44. The foamable pharmaceutical composition according to claim 33, wherein the quinolone is ciprofloxacin hydrochloride.

45. The foamable pharmaceutical composition according to claim 33, wherein the steroidal anti-inflammatory agent is selected from the group consisting of dexamethasone, hydrocortisone, prednisolone, methylprednisolone, prednisone, triamcinolone, mometasone, budesonide, fluocinolone, betamethasone, cortisone isoflupredone, tixocortol, triamcinolone, amcinonide, desonide, fluocinonide, halcinonide, fluocortolone, aclometasone, clobetasone, fluocortolone, fluocortolone, and fluprednidene, and salts thereof.

46. The foamable pharmaceutical composition according to claim 33, wherein the steroidal anti-inflammatory agent is dexamethasone.

47. The foamable composition according to claim 33, comprising: wherein the composition is devoid of oil, and wherein the composition packaged in a container is adapted to form foam after being dispensed from the container.

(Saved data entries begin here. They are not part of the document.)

PR #225, opened 2019-08-29
Simplify .gemspec file

fatkodima:


postmodern:
The `.gemspec` file is meant to load `gemspec.yml`.

fatkodima:
@postmodern Didn't get it. Why yaml file is needed and proposed version is not working in this case?

AlexWayfer:
> The `.gemspec` file is meant to load `gemspec.yml`.

Please, describe, why it's better.

I see in this PR `+27 −72` lines of code. And a less code is the better code.

postmodern:
It separates the human readable gemspec metadata from the boilerplate gemspec code (ex: `git ls-files`). The boilerplate gemspec file is already 67 lines, so shortening it down even further feels like diminishing returns.

PR #228, opened 2019-10-21
Allow to ignore specific Gemfile groups

### LINKED ISSUE #195: Feature request: Allow group selection
I'd like to be able to select a *subset* of gems based on the groups in the Gemfile.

(i) propylene glycol in an amount of from about 40% (w/w) to about 70% (w/w) of the composition;

(ii) water in an amount of from about 30% (w/w) to about 60% (w/w) of the composition;

(iii) a surfactant and/or a foaming agent;

(iv) a stabilizing agent;

(v) a quinolone;

(vi) a steroidal anti-inflammatory agent; and

(vii) a compressed propellant gas

48. The foamable pharmaceutical composition according to claim 33, comprising: Ingredient w/w (%) Propylene glycol 49.00 Water 46.38 Polysorbate 80 2.50 PEG 40 stearate 0.80 Cetyl alcohol 0.40 Hydroxyethyl cellulose 0.20 Glycerol 0.10 Ciprofloxacin HCl 0.35 Dexamethasone base 0.10 Sodium acetate 0.15 Acetic acid q.s. Benzalkonium chloride 0.02 q.s. = quantity sufficient to obtain the desired pH.

49. A method for treating an ear disorder comprising administering to the ear of a subject in need of such treatment a therapeutically effective amount of a foamable pharmaceutical composition according to claim 33.

50. The method according to claim 49, wherein the subject is a human.

51. The method according to claim 49, wherein the subject is an animal.

52. The method according to claim 49, wherein the ear disorder is otitis selected from the group consisting of otitis externa and otitis media.